*** Data provided ***
PR #172, opened 2021-09-26
Bug: Normalising Image data for correct viewing brightness

JThomas2020:
This PR fixes bugs with images being too dark or having incorrectly scaled units by using the rescale data stored in DICOM files. Specifically, this PR:
- applies a linear transform to the incoming DICOM data to get it in a standardised viewing scale
- transforms CT data from CT# to Hounsfield, and translating so all units are positive
- corrects the use of the window center and window width data, to load an initial window/level that is usable
- translates fusion output so all values are positive

When testing, please test with different images, things to look out for while testing:
- Transect data is within the appropriate ranges, no data should be less than 0
- For CT: windowing shows the appropriate regions
- Fused images are as bright as the normal view


sjswerdloff:
The scaling you are applying to CT data is *to* Hounsfield units, which are the normalisation of attenuation coefficients relative to that of water for a given set of scan parameters, xray subsystem and detection subsystem.

didymo:
> The scaling you are applying to CT data is _to_ Hounsfield units, which are the normalisation of attenuation coefficients relative to that of water for a given set of scan parameters, xray subsystem and detection subsystem.

Should different units be used for different scan types? What would you do in this case?

JThomas2020:
> The scaling you are applying to CT data is _to_ Hounsfield units, which are the normalisation of attenuation coefficients relative to that of water for a given set of scan parameters, xray subsystem and detection subsystem.

You’re right and I should clarify, the CT data is now scaled to Hounsfield units, however Andrew wants all units to be greater than 0 as images already in Hounsfield are too dark.

src/Model/MovingModel.py
```diff
@@ -76,7 +80,16 @@ def create_moving_model():
 
     moving_dict_container.set("dict_windowing_moving", dict_windowing)
 
-    pixel_values = convert_raw_data(dataset)
+    slope = 1
+    intercept = 0
+
+    if not moving_dict_container.has_attribute("scaled"):
```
*** End of Data provided ***
__Task objective__. Write the entries out once more, exactly as given.

__Task result__.
PR #172, opened 2021-09-26
Bug: Normalising Image data for correct viewing brightness

JThomas2020:
This PR fixes bugs with images being too dark or having incorrectly scaled units by using the rescale data stored in DICOM files. Specifically, this PR:
- applies a linear transform to the incoming DICOM data to get it in a standardised viewing scale
- transforms CT data from CT# to Hounsfield, and translating so all units are positive
- corrects the use of the window center and window width data, to load an initial window/level that is usable
- translates fusion output so all values are positive

When testing, please test with different images, things to look out for while testing:
- Transect data is within the appropriate ranges, no data should be less than 0
- For CT: windowing shows the appropriate regions
- Fused images are as bright as the normal view


sjswerdloff:
The scaling you are applying to CT data is *to* Hounsfield units, which are the normalisation of attenuation coefficients relative to that of water for a given set of scan parameters, xray subsystem and detection subsystem.

didymo:
> The scaling you are applying to CT data is _to_ Hounsfield units, which are the normalisation of attenuation coefficients relative to that of water for a given set of scan parameters, xray subsystem and detection subsystem.

Should different units be used for different scan types? What would you do in this case?

JThomas2020:
> The scaling you are applying to CT data is _to_ Hounsfield units, which are the normalisation of attenuation coefficients relative to that of water for a given set of scan parameters, xray subsystem and detection subsystem.

You’re right and I should clarify, the CT data is now scaled to Hounsfield units, however Andrew wants all units to be greater than 0 as images already in Hounsfield are too dark.

src/Model/MovingModel.py
```diff
@@ -76,7 +80,16 @@ def create_moving_model():
 
     moving_dict_container.set("dict_windowing_moving", dict_windowing)
 
-    pixel_values = convert_raw_data(dataset)
+    slope = 1
+    intercept = 0
+
+    if not moving_dict_container.has_attribute("scaled"):
```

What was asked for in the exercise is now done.